I don't really agree with that, as that pretty much means that players that have had *clearly* greater impact on the game in their primes (Shaq, Jordan, Wilt, etc.) aren't as great as AI. Being top 5 in this categories is just pretty much an arbitrary stat. 



truth said:


> you guys are really serious??


As serious as the perennial loser Knicks franchise.


----------



## Blink4 (Jan 17, 2005)

i think the 3rd team would rock the 2nd team in an actually game. wallace shut down stoudemire and kobe and tmac dominate on offense.


----------



## truth (Jul 16, 2002)

> I don't really agree with that, as that pretty much means that players that have had clearly greater impact on the game in their primes (Shaq, Jordan, Wilt, etc.) aren't as great as AI. Being top 5 in this categories is just pretty much an arbitrary stat.


EHL,you should stick to sniping other posters because not only are you 100% inconsistent,but it completely negates everything you say about Kobe versus Shaq or even your Wade argument..think about it

do you actually mean to use the word arbitrary???

and how do you define "greater impact"?? I would assume wins and losses is the ultimate "great impact"

If being in the top 5 in each of those categoties is arbitrary,does that mean Oscar Robertsons averaging a triple double is arbitrary???Are Wilts 30 ppg and 22 rpg arbitrary???In baseball,is leading the league in homers,rbi's and batting average arbitrary??

whats your point other than being argumentative?


----------



## Sir Patchwork (Jan 12, 2005)

Wade is seen as the anti-Kobe, because in the crowd that loves and adores Shaq and everything he says, Kobe is the fallen angel that tried to take God's power (Shaq) and ended up falling out of heaven (title contention) for it. That makes Kobe the devil. Wade is the angel that is humble and serves God. 

So in reality, Kobe is the devil and Wade is an angel. 

My analogies are amazing. 

But really, Wade is an amazing player, better than LeBron James right now. He probably isn't better than Kobe, but it's somewhat close atleast. Wade is a 2nd tier superstar among guards, while Kobe is 1st tier. It's like comparing Kobe to Ray Allen, Wade is on Ray Allen's level, in my opinion.


----------



## Ghiman (May 19, 2003)

Whew! I'm glad Kobe was'nt named to the All-NBA 4th Team


----------



## Kirk20 (Dec 13, 2004)

The only reason he is on the 3rd team is because of the horrible year the Lakers had.


----------



## Cap (Nov 5, 2003)

truth said:


> EHL,you should stick to sniping other posters because not only are you 100% inconsistent,but it completely negates everything you say about Kobe versus Shaq or even your Wade argument..think about it
> 
> do you actually mean to use the word arbitrary???
> 
> ...


Boy, you aren't very good at analyzing sentences, are you?

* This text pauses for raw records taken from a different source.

PR #100, opened 2017-05-26
Changed order of the url check.

### LINKED ISSUE #99: Legacy behavior during xml fetching
While working on the gentoo ebuild generation system, I found that there is always a request made
to the wrong url, perhaps for legacy reasons.

```
Failed to read package.xml file from url 'https://raw.github.com/ros-gbp/linux_peripheral_interfaces-release/release/libsensors_monitor/0.2.0/package.xml': HTTP Error 404: Not Found
Trying to read from url 'https://raw.github.com/ros-gbp/linux_peripheral_interfaces-release/release/kinetic/libsensors_monitor/0.2.0-0/package.xml' instead
```

The difference is `release/libsensors_monitor/0.2.0` vs. `release/kinetic/libsensors_monitor/0.2.0-0` (the later having a rosdistro affiliation, as well as a debian package increment.

allenh1:
Fixes #99

### DIFF
--- a/src/rosdistro/rosdistro.py
+++ b/src/rosdistro/rosdistro.py
@@ -199,24 +199,21 @@ class RosPackage:
         repo = self.repository
         if 'github.com' in repo.url:
             url = repo.url
-            upstream_version = repo.version.split('-')[0]
-            release_tag = 'release/{0}/{1}'.format(self.name, upstream_version)
-            url = url.replace('.git', '/{0}/package.xml'.format(release_tag))
+            release_tag = 'release/{0}/{1}/{2}/package.xml'.format(rosdistro, self.name, repo.version)
             url = url.replace('git://', 'https://')
             url = url.replace('https://', 'https://raw.')
+            url = url.replace('.git', release_tag)
+
             try:
                 try:
                     package_xml = urlopen(url).read()
                 except Exception as e:
                     msg = "Failed to read package.xml file from url '{0}': {1}".format(url, e)
                     warning(msg)
-                    url = repo.url
-                    release_tag = 'release/{0}/{1}/{2}'.format(rosdistro, self.name, repo.version)
-                    tail = '/{0}/package.xml'.format(release_tag)
-                    url = url.replace('.git', tail)
-                    url = url.replace('git://', 'https://')
-                    url = url.replace('https://', 'https://raw.')
-                    info("Trying to read from url '{0}' instead".format(url))
+                    upstream_version = repo.version.split('-')[0]
+                    legacy_release_tag = 'release/{0}/{1}/package.xml'.format(self.name, upstream_version)
+                    url = url.replace(release_tag, legacy_release_tag)
+                    info("Trying to read from legacy-style url '{0}' instead".format(url))
                     package_xml = urlopen(url).read()
             except Exception as e:
                 msg += '\nAND\n'
--- a/src/rosdistro/rosdistro.py
+++ b/src/rosdistro/rosdistro.py
@@ -203,7 +203,6 @@ class RosPackage:
             url = url.replace('.git', '/{0}/package.xml'.format(release_tag))
             url = url.replace('git://', 'https://')
             url = url.replace('https://', 'https://raw.')
-
             try:
                 try:
                     package_xml = urlopen(url).read()
--- a/src/rosdistro/rosdistro.py
+++ b/src/rosdistro/rosdistro.py
@@ -199,10 +199,10 @@ class RosPackage:
         repo = self.repository
         if 'github.com' in repo.url:
             url = repo.url
-            release_tag = 'release/{0}/{1}/{2}/package.xml'.format(rosdistro, self.name, repo.version)
+            release_tag = 'release/{0}/{1}/{2}'.format(rosdistro, self.name, repo.version)
+            url = url.replace('.git', '/{0}/package.xml'.format(release_tag))
             url = url.replace('git://', 'https://')
             url = url.replace('https://', 'https://raw.')
-            url = url.replace('.git', release_tag)
 
             try:
                 try:
@@ -211,7 +211,7 @@ class RosPackage:
                     msg = "Failed to read package.xml file from url '{0}': {1}".format(url, e)
                     warning(msg)
                     upstream_version = repo.version.split('-')[0]
-                    legacy_release_tag = 'release/{0}/{1}/package.xml'.format(self.name, upstream_version)
+                    legacy_release_tag = 'release/{0}/{1}'.format(self.name, upstream_version)
                     url = url.replace(release_tag, legacy_release_tag)
                     info("Trying to read from legacy-style url '{0}' instead".format(url))
                     package_xml = urlopen(url).read()


src/rosdistro/rosdistro.py
```diff
@@ -204,20 +204,21 @@ def _fetch_package_xml(self, rosdistro):
...
                 try:
-                    package_xml = urlopen(url).read()
-                except Exception as e:
-                    msg = "Failed to read package.xml file from url '{0}': {1}".format(url, e)
-                    warning(msg)
                     url = repo.url
                     release_tag = 'release/{0}/{1}/{2}'.format(rosdistro, self.name, repo.version)
                     tail = '/{0}/package.xml'.format(release_tag)
                     url = url.replace('.git', tail)
-                    url = url.replace('git://', 'https://')
```
mikaelarguedas: Has this been removed intentionally ? If yes, why did this become unnecessary ?

allenh1: It was not intentional. Good catch. Oddly, it works, but... I haven't tried it for indigo yet. One moment.

dirk-thomas:
My previous comment still applies: why shuffle all this code? Isn't it enough to swap these two lines: https://github.com/ros-infrastructure/rosdistro/blob/d5f6f0310bb6420945068aeb79d2f557a12a0951/src/rosdistro/rosdistro.py#L203 and https://github.com/ros-infrastructure/rosdistro/blob/d5f6f0310bb6420945068aeb79d2f557a12a0951/src/rosdistro/rosdistro.py#L214

src/rosdistro/rosdistro.py
```diff
@@ -198,25 +198,26 @@ def __init__(self, name, repository):
...
+                    package_xml = urlopen(url).read()
+                except Exception as e:                    
+                    msg = "Failed to read package.xml file from url '{0}': {1}".format(url, e)
+                    warning(msg)
+                    url = repo.url
+                    upstream_version = repo.version.split('-')[0]
+                    release_tag = 'release/{0}/{1}'.format(self.name, upstream_version)
+                    url = url.replace('.git', '/{0}/package.xml'.format(release_tag))
+                    url = url.replace('git://', 'https://')
+                    url = url.replace('https://', 'https://raw.')
```
mikepurvis: This seems like a duplication of the more robust logic which is here:

https://github.com/ros-infrastructure/rosdistro/blob/master/src/rosdistro/manifest_provider/github.py#L65

Can we consolidate?

allenh1: That would be a much better solution, yes. Let me do that.

allenh1:
Upon further inspection, it appears that, in the function you linked, they call `get_release_tag` which calls
`fetch package url`.

https://github.com/ros-infrastructure/rosdistro/blob/master/src/rosdistro/rosdistro.py#L238

There seems to be some redundancy here in fetching the `package.xml` file. In particular, it happens twice. So I think the best consolidation here would be to modify the `github_manifest_provider` to not fetch the `package.xml` file, as it is already available.

mikepurvis:
In that case you'd want to use the CachedManifestProvider, as in:

https://github.com/ros-infrastructure/rosdistro/blob/d5f6f0310bb6420945068aeb79d2f557a12a0951/src/rosdistro/__init__.py#L141-L144

However, looks like it might be some crazy legacy-supporting side logic, so let's wait for a verdict from @dirk-thomas about the right path forward before you try to change too much.

allenh1:
Will do. I was mistaken by the structure a little -- I will play around with it some, then bother dirk in a few.

src/rosdistro/rosdistro.py
dirk-thomas: Please keep the actual change swapping the order or urls fetched separate from code refactoring (like deduplicating logic). At least in separate commits - maybe even in separate PRs.

allenh1:
@dirk-thomas Should be the correct format now.

@mikepurvis After digging through things for a good while, I've determined that the amount of refactoring needed to avoid duplication of this logic reaches beyond the bounds of this pull request.

src/rosdistro/rosdistro.py
```diff
@@ -199,24 +199,24 @@ def _fetch_package_xml(self, rosdistro):
         repo = self.repository
         if 'github.com' in repo.url:
             url = repo.url
-            upstream_version = repo.version.split('-')[0]
-            release_tag = 'release/{0}/{1}'.format(self.name, upstream_version)
-            url = url.replace('.git', '/{0}/package.xml'.format(release_tag))
+            # release_tag = get_release_tag(self.name)
```
dirk-thomas: This line should be removed.

src/rosdistro/rosdistro.py
```diff
@@ -199,24 +199,24 @@ def _fetch_package_xml(self, rosdistro):
...
+            tail = '/{0}/package.xml'
+            url = url.replace('.git', tail)
             url = url.replace('git://', 'https://')
             url = url.replace('https://', 'https://raw.')
+
             try:
                 try:
+                    release_tag = 'release/{0}/{1}/{2}'.format(rosdistro, self.name, repo.version)
+                    url = url.format(release_tag)
```
dirk-thomas: Before `format` was only called on strings defined in the source code. Now `format` is being called on a user provided string which might contain characters like `{}` and therefore result in problems. Therefore please only use `format` on strings defined in the code directly.

Same below in line 218:

> url = url.format(release_tag)

src/rosdistro/rosdistro.py
```diff
@@ -199,24 +199,24 @@ def _fetch_package_xml(self, rosdistro):
...
                     package_xml = urlopen(url).read()
-                except Exception as e:
+                except Exception as e:
```
dirk-thomas: Please remove the trailing whitespace.

src/rosdistro/rosdistro.py
```diff
@@ -199,24 +199,24 @@ def _fetch_package_xml(self, rosdistro):
...
-            url = url.replace('.git', '/{0}/package.xml'.format(release_tag))
+            # release_tag = get_release_tag(self.name)
+            tail = '/{0}/package.xml'
+            url = url.replace('.git', tail)
             url = url.replace('git://', 'https://')
             url = url.replace('https://', 'https://raw.')
+
             try:
                 try:
+                    release_tag = 'release/{0}/{1}/{2}'.format(rosdistro, self.name, repo.version)
```
dirk-thomas: This line as well as the next one shouldn't be in the `try` / `except` block.

allenh1:
@dirk-thomas I restructured the logic a little to fix it. Should be good now.

src/rosdistro/rosdistro.py
```diff
@@ -199,24 +199,21 @@ def _fetch_package_xml(self, rosdistro):
         repo = self.repository
         if 'github.com' in repo.url:
             url = repo.url
-            upstream_version = repo.version.split('-')[0]
-            release_tag = 'release/{0}/{1}'.format(self.name, upstream_version)
-            url = url.replace('.git', '/{0}/package.xml'.format(release_tag))
+            tail = 'release/{0}/{1}/{2}/package.xml'.format(rosdistro, self.name, repo.version)
```
dirk-thomas: I would suggest to keep the variable name as `release_tag` since the string is the release tag.

src/rosdistro/rosdistro.py
```diff
@@ -199,24 +199,21 @@ def _fetch_package_xml(self, rosdistro):
...
                     warning(msg)
-                    url = repo.url
-                    release_tag = 'release/{0}/{1}/{2}'.format(rosdistro, self.name, repo.version)
-                    tail = '/{0}/package.xml'.format(release_tag)
-                    url = url.replace('.git', tail)
-                    url = url.replace('git://', 'https://')
-                    url = url.replace('https://', 'https://raw.')
-                    info("Trying to read from url '{0}' instead".format(url))
+                    upstream_version = repo.version.split('-')[0]
+                    legacy_tail = 'release/{0}/{1}/package.xml'.format(self.name, upstream_version)
```
dirk-thomas: I would suggest to rename the variable to `legacy_release_tag`.

allenh1: @dirk-thomas you got it

dirk-thomas:
The previous state seem to lack the leading slash in the replacement: see https://github.com/ros-infrastructure/rosdistro/pull/100/commits/1c6eb29c650925b74411f67f62a1377dd2100a34#diff-65e54a8cd0a3220cd2b0b2091bd58708R202

Anyway I added two commits to this PR to minimize the changes and keep the semantic of the variables (`release_tag` and `legacy_release_tag` are actualy containing valid tag names of the repo). Please double check that the overall patch still works as expected.

allenh1:
@dirk-thomas All is working as expected!

dirk-thomas:
Thanks!

PR #103, opened 2017-06-16
Enable github private repos.

jgoppert:
Needs: https://github.com/ros-infrastructure/bloom/pull/429

> I'm making a private build farm, and I've seen a lot of people doing local clones and file:/// references for their ROS_DISTRO_URL and this was just so horribly clunky I fixed it.
> 
> This could probably be better intertwined with the .config/bloom settings. I had to set both the token in .config/bloom and GITHUB_PASSWORD to my github "Persontal Access Token" to get it to work.
>
> This also supports private automatic PR's from bloom!

### DIFF
--- a/src/rosdistro/loader.py
+++ b/src/rosdistro/loader.py
@@ -33,19 +33,46 @@
 
 import socket
 import time
+import os
+import sys
+import base64
+
+from . import logger
+
 try:
-    from urllib.request import urlopen
+    from urllib.request import urlopen, Request
     from urllib.error import HTTPError
     from urllib.error import URLError
 except ImportError:
-    from urllib2 import urlopen
+    from urllib2 import urlopen, Request
     from urllib2 import HTTPError
     from urllib2 import URLError
 
 
+GITHUB_USER = os.getenv('GITHUB_USER', None)
+GITHUB_PASSWORD = os.getenv('GITHUB_PASSWORD', None)
+
+
+def auth_header(username=None, password=None, token=None):
+    if username and password:
+        if sys.version_info > (3, 0):
+            userandpass = base64.b64encode(bytes('%s:%s' % (username, password), 'utf-8'))
+        else:
+            userandpass = base64.b64encode('%s:%s' % (username, password))
+        userandpass = userandpass.decode('ascii')
+        return 'Basic %s' % userandpass
+    elif token:
+        return 'token %s' % token
+
+
 def load_url(url, retry=2, retry_period=1, timeout=10, skip_decode=False):
+    req = Request(url)
+    if GITHUB_USER and GITHUB_PASSWORD:
+        logger.debug('- using http basic auth from supplied environment variables.')
+        authheader = auth_header(username=GITHUB_USER, password=GITHUB_PASSWORD)
+        req.add_header('Authorization', authheader)
     try:
-        fh = urlopen(url, timeout=timeout)
+        fh = urlopen(req, timeout=timeout)
     except HTTPError as e:
         if e.code in [500, 502, 503] and retry:
             time.sleep(retry_period)
--- a/src/rosdistro/manifest_provider/bitbucket.py
+++ b/src/rosdistro/manifest_provider/bitbucket.py
@@ -73,7 +73,7 @@ def bitbucket_manifest_provider(_dist_name, repo, pkg_name):
         req = Request(url)
         if BITBUCKET_USER and BITBUCKET_PASSWORD:
             logger.debug('- using http basic auth from supplied environment variables.')
-            authheader = 'Basic %s' % base64.b64encode('%s:%s' % (BITBUCKET_USER, BITBUCKET_PASSWORD))
+            authheader = 'Basic %s' % base64.b64encode(b'%s:%s' % (BITBUCKET_USER, BITBUCKET_PASSWORD))
             req.add_header('Authorization', authheader)
         package_xml = urlopen(req).read().decode('utf-8')
         return package_xml
--- a/src/rosdistro/manifest_provider/github.py
+++ b/src/rosdistro/manifest_provider/github.py
@@ -82,7 +82,7 @@ def github_source_manifest_provider(repo):
     req = Request(tree_url)
     if GITHUB_USER and GITHUB_PASSWORD:
         logger.debug('- using http basic auth from supplied environment variables.')
-        authheader = 'Basic %s' % base64.b64encode('%s:%s' % (GITHUB_USER, GITHUB_PASSWORD))
+        authheader = 'Basic %s' % base64.b64encode(b'%s:%s' % (GITHUB_USER, GITHUB_PASSWORD))
         req.add_header('Authorization', authheader)
     try:
         tree_json = json.loads(urlopen(req).read().decode('utf-8'))


jgoppert:
Not sure what this build error is related to:

```bash
RuntimeError: Unable to fetch JSON tree from https://api.github.com/repos/ros/ros/git/trees/kinetic-devel?recursive=1: HTTP Error 403: Forbidden
```

mikepurvis:
At Clearpath, we use SSH URLs, and that works totally fine with Github, Bitbucket, and GitLab.

Additionally, you can put auth tokens in your URLs, as of #93.

jgoppert:
@mikepurvis I tried using ssh urls and it sort of works, but the issue is that any reference to urls like: https://raw.githubusercontent.com/ros/rosdistro/master/index.yaml in private repos, don't work, even if you put the token.

jgoppert:
@mikepurvis @dirk-thomas any chance of getting this in? It is currently blocking my approach because the docker image doesn't have my patches to the ros python package since it is installing them via pip.  I guess I could find the docker script and modify it to checkout my branch, but seems like a lot of work.

If there is an alternative to this with ssh that doesn't require downloading your rosdistro and ros_buildfarm_config  locally with a file:/// url, let me know. But I have tried just putting the access tokens in the urls and that doesn't work with https://TOKEN@raw.githubusercontent.com/ros/rosdistro/master/index.yaml  as stated above.
Also, using ssh doesn't seem to support the automatic PR mechanism due to a similar issue with the github api.

jgoppert:
Currently stuck here, the docker image uses sudo apt-get install python3-rosdistro-modules, which doesn't have my patch yet.

```bash
# END SECTION
# BEGIN SECTION: Run Dockerfile - generate sourcedeb
# BEGIN SUBSECTION: get sources
# END SUBSECTION
  File "/tmp/ros_buildfarm/scripts/release/get_sources.py", line 50, in <module>
    sys.exit(main())
  File "/tmp/ros_buildfarm/scripts/release/get_sources.py", line 46, in main
    args.os_name, args.os_code_name, args.source_dir, args.debian_repository_urls)
  File "/tmp/ros_buildfarm/ros_buildfarm/sourcedeb_job.py", line 28, in get_sources
    index = get_index(rosdistro_index_url)
  File "/usr/lib/python3/dist-packages/rosdistro/__init__.py", line 101, in get_index
    yaml_str = load_url(url)
  File "/usr/lib/python3/dist-packages/rosdistro/loader.py", line 48, in load_url
    fh = urlopen(url, timeout=timeout)
  File "/usr/lib/python3.5/urllib/request.py", line 163, in urlopen
    return opener.open(url, data, timeout)
  File "/usr/lib/python3.5/urllib/request.py", line 472, in open
    response = meth(req, response)
  File "/usr/lib/python3.5/urllib/request.py", line 582, in http_response
    'http', request, response, code, msg, hdrs)
  File "/usr/lib/python3.5/urllib/request.py", line 510, in error
    return self._call_chain(*args)
  File "/usr/lib/python3.5/urllib/request.py", line 444, in _call_chain
    result = func(*args)
  File "/usr/lib/python3.5/urllib/request.py", line 590, in http_error_default
    raise HTTPError(req.full_url, code, msg, hdrs, fp)
urllib.error.HTTPError: HTTP Error 404: Not Found (https://raw.githubusercontent.com/MY_REPO/rosdistro/master/index.yaml)
```

jgoppert:
@mikepurvis I've got a temporary fix working. I can host my rosdistro, ros_buildfarm_config, and apt repository locally via the docker address for localhost: http://172.17.0.1/  Then I can use my patched ros distro tools to create secure PR's on github with bloom, so no rush, but still would be good to get this in for others to use.

src/rosdistro/loader.py
```diff
@@ -33,19 +33,46 @@
...
+    from urllib2 import urlopen, Request
     from urllib2 import HTTPError
     from urllib2 import URLError
 
 
+GITHUB_USER = os.getenv('GITHUB_USER', None)
+GITHUB_PASSWORD = os.getenv('GITHUB_PASSWORD', None)
+
+
+def auth_header(username=None, password=None, token=None):
```
mikepurvis: I don't understand what's going on in this function, and in particular why it only needs to happen here and not for the manifest providers as well. Should this be a generic thing that's used everywhere?

src/rosdistro/loader.py
```diff
@@ -33,19 +33,46 @@
...
+            userandpass = base64.b64encode('%s:%s' % (username, password))
+        userandpass = userandpass.decode('ascii')
+        return 'Basic %s' % userandpass
+    elif token:
+        return 'token %s' % token
+
+
 def load_url(url, retry=2, retry_period=1, timeout=10, skip_decode=False):
+    req = Request(url)
+    if GITHUB_USER and GITHUB_PASSWORD:
```
mikepurvis: I don't care for passing my github credentials to an arbitrary URL— shouldn't we check here if the request URL is in fact Github before doing this?

Alternatively, maybe some of this logic should be hoisted into the `auth_header` function; pass it the URL and have it do the business of checking the host and then pulling the credentials or token from the environment as appropriate.

src/rosdistro/loader.py
jgoppert: It is just creating either a basic or token auth header. I had to have the same function in bloom and ros_biuldfarm as well. So if there is one module that all of these import, we can put it there.

src/rosdistro/loader.py
jgoppert: GITHUB_USER is a bit mis-leading, this also works for bitbucket as far as I can tell from the existing usage of it, but it seems that naming convention was left over. https://developer.atlassian.com/bitbucket/server/docs/latest/how-tos/example-basic-authentication.html

The issue would be if someone was using gitlab. If we wanteed to do something like bloom does and keep the settings in a config file, we could have user enter auth for each url in a dict.

```JSON
{
"https://www.github.com/my_company/my_repo": ["user", "password"]
}
```

Or something like that.

mikepurvis: Right, but for my use case, I have repos at Github, Bitbucket, and Gitlab, and I have different credentials for all three in the environment that fetches manifests to build the cache.

I would prefer if this logic followed the same pattern and used the correct set of credentials based on where he rosdistro is located.

jgoppert: Write, I'm suggesting we do something like:

cat .config/rosdistro
{
"https://www.github.com/my_company/my_repo": ["user", "password"],
"https://www.github.com/my_company/my_repo": [user="user", password="password"],
"https://www.mygitlab.com/my_team/my_repo": [user="user", password="password"],
"https://www.github.com/my_company/my_repo2": [token="token"],
}

mikepurvis: I'm not seeing a motivation to depart from the convention already established in this repo.

jgoppert: OK, are automated  pull requests working for you? I noticed most of it was broken for private repo and did all of this to get it working. Am I missing something?  It would be good to add secure pr's to the unit tests to get coverage over this code.

jgoppert: And what is the current method of handling raw files from github lIke for distrouble yaml. I don't think there is any, correct?

mikepurvis: The existing convention works for building the rosdistro cache from private repos on Github and Bitbucket, and is implemented in the manifest providers:

https://github.com/ros-infrastructure/rosdistro/tree/master/src/rosdistro/manifest_provider

The envvars in question are `GITHUB_USER`, `GITHUB_PASSWORD`, `BITBUCKET_USER`, and `BITBUCKET_PASSWORD`. My request is that we use these same envvars for this new logic, but use the _correct_ ones depending on where the rosdistro is hosted.

jgoppert: Ah, OK, sorry for misunderstanding. I hadn't seen BITBUCKET_USER and BITBUCKET_PASSWORD yet.

mikepurvis: My apologies also; I should have been more explicit upfront.

dirk-thomas:
@jgoppert What is the status of this PR? Is it obsolete and can be closed since the environment variables are sufficient?

dirk-thomas:
I will go ahead and close this PR due to the long time of inactivity. Please feel free to comment and if necessary the ticket can be reopened.

lsolanka-flya:
> At Clearpath, we use SSH URLs, and that works totally fine with Github, Bitbucket, and GitLab.
> 
> Additionally, you can put auth tokens in your URLs, as of #93.

Hi, could you maybe provide an example of such an URL to download the index file from Bitbucket? I am trying to set up a private ROS buildfarm but it looks like I'm missing some (trivial?) way how to access an `index.yaml` file from a private rosdistro clone on bitbucket.

mikepurvis:
@lsolanka-flya There may well be some way to do this, but if so I'm not sure what it is— we've always had our private rosdistro repo world-readable behind our firewall.

lsolanka-flya:
@mikepurvis sorry to hijack this thread, but if you were to set up a buildfarm with rosdistro as a private repo, would you see it as a realistic solution? I see a lot of code in ros-infrastructure/ros_buildfarm that depends on various configuration repositories (such as rosdistro, ros_buildfarm_configuration, etc.?) to be publicly available through https so I'm wondering whether it's even worth digging into it. Thanks for an answer.

gavanderhoorn:
> I see a lot of code in ros-infrastructure/ros_buildfarm that depends on various configuration repositories (such as rosdistro, ros_buildfarm_configuration, etc.?) to be publicly available through https

a nuance here: while I agree it would be good to have support for private repositories, it would seem the actual requirement here is "repositories that can only be accessed after authenticating".

Github only has that for its *private* repositories, but that is just one implementation.

There is no requirement in the packages that you list for repositories to be "public", but it is easier if those repositories are accessible without requiring authentication (note the difference).

I believe that is what @mikepurvis implies: repositories can be made available without requiring authentication by placing them behind a firewall (or some other form of network isolation). This would allow your company/organisation/buildfarm to access them, but not anyone (or anything) else.

lsolanka-flya:
> > I see a lot of code in ros-infrastructure/ros_buildfarm that depends on various configuration repositories (such as rosdistro, ros_buildfarm_configuration, etc.?) to be publicly available through https
> 

> I believe that is what @mikepurvis implies: repositories can be made available without requiring authentication by placing them behind a firewall (or some other form of network isolation). This would allow your company/organisation/buildfarm to access them, but not anyone (or anything) else.

@gavanderhoon thanks for the reply. However that to me implies that also my buildfarm is generally behind that firewall, which is not the case I'm trying to set up. But perhaps I'm missing something here...

gavanderhoorn:
I don't believe that has to be the case.

Firewalls can be configured to allow (and deny) all sorts of traffic through or block it. You could place your configuration repositories behind a firewall, make sure your buildfarm only has access to it, and still allow "the world" to access your buildfarm `master` host.

You'd have to make sure to not allow unauthenticated users access to your job configuration, but that would keep everything relatively secure (or at least: as secure as a setup *with* authentication for repositories would seem to be).

Perhaps you could detail *which* parts of your buildfarm you'd want to expose. If it's just the `repo` host, then that would seem to be trivial. It's just a web server that serves `.deb`s.

lsolanka-flya:
Yeah, no problem, let me just set the stage a little (and thanks for you time!). Also I have to say I'm not an expert on the networking infrastructure so I might be quite wrong on some things.

I am trying to set up a completely private buildfarm in my company (including the apt repository), entirely on the cloud as I don't have in-house resources to maintain the farm (nor to set up firewall access and external access such as VPN if needed). The jenkins part would be hosted by AWS and the apt repository server I guess also on AWS. All sources are in private repos (Github/Bitbucket), including forks of https://github.com/ros/rosdistro and https://github.com/ros-infrastructure/ros_buildfarm_config.

Here I hit the roadblock I am describing, since to me world-readable in this configuration means also public.

gavanderhoorn:
If you're hosting your repositories on networks that are not under your control (and using Github and Bitbucket would fall in that category) then it would seem you can't use the setup @mikepurvis describes.

I'm guessing clearpath has an EE deployment of either gitlab or github (or some other platform) which is on-premise or hosted in a cloud environment they can control.

mikepurvis:
If you don't like having to mirror the rosdistro locally, another option might be to throw a proxy in front of it that takes care of the auth for you. An example of this setup is here: https://stackoverflow.com/a/571260

Admittedly, this is still a hack, and I can definitely understand wanting a more native/transparent solution for this.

Being top 5 is those categories is an arbitrary stat, you could just as easily say "Well, he was top 4 in these categories and top 6 in these categories for the first time in history", and it wouldn't really prove your point. It's like all those random stats about how Steve Francis was the only rookie since Big O and Jordan to average at least 20/5/5 his first 5 seasons in the NBA, as if that really means anything. There's just randomly convienent numbers to an argument, they don't really mean all that much. Hopefully you understand, I'd rather not have to write this out in crayon for you.


----------



## truth (Jul 16, 2002)

EHL,I sort of know what you are saying,but if you think about it, any combination of stats are somewhat arbitrary....Dont you find it somewhat impressive that Lebron averaged over 20+ ppg,7+rpg and 7+apg?? That i arbitrary as well,so ar what point do you say the stat is a significant accomplishment??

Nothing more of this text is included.